The theory dictating that music is beneficial for the brains of children has been around for quite some time. A couple of years ago, after the Mozart-effect paradigm was introduced to the general public, parents were storming music stores buying “Mozart for Babies” or “Beethoven for Babies” CDs.
But is music that efficient when it comes to improving a toddler’s brainpower? A couple of new studies down the road, the answer is still yes. The complicated tunes of a waltz are exactly what a growing baby brain needs in order to develop its cognitive abilities.
In order to see whether or not music influences the cognitive abilities of children, the researchers gathered a sample of 39 restless toddlers with an average age of nine months. They then divided them into two separate groups.
The first group was the control one where the children would come 12 times a month to the laboratory where the experiment took place and play with their favorite toys.
The members of the second group were encouraged to play with their parents while mimicking the tunes played in the background. Basically, what the toddlers and the parents had to do was pick up any object that makes noise and try and replicate the sounds of the tunes that the researchers played.
The scientists chose children songs that were composed in triple meter, such as the waltz. They did so because, according to them, the waltz is a bit difficult for them to understand at that age.

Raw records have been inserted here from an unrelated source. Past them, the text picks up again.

PR #398, opened 2020-03-17
[Code-health] Add task for dependency check to Cloud Build

shobhitagarwal1612:
- Config task updateDependency
- Set output dir to /gnd/build/reports/ so that the reports are uploaded to GCS
- Add TODO for future task

### DIFF
--- a/build.gradle
+++ b/build.gradle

After all the children spent a month imitating songs or simply playing with their toys, the researchers scanned their brains with an MRI machine.
While being scanned, all of the children were played a song with a continuous rhythm that was sometimes disrupted in order to see how their brain processes this kind of events. It appears that the children who were left to engage in non-musical activities did not react to the disruptions in rhythm while the others were able to detect the abnormality.
According to the researchers, the capabilities of the latter demonstrate the fact that music is beneficial for the brains of children, making them more aware of the environment. Moreover, the scientists believe that the toddlers who are raised to react to music are capable of discerning speech more rapidly than those who have no soundtrack during their playtime.
Furthermore, the study shows that music is beneficial for the brains of children because they have used waltzes during the experiment. It seems that some experts believe that Mozart is too difficult for children to tackle.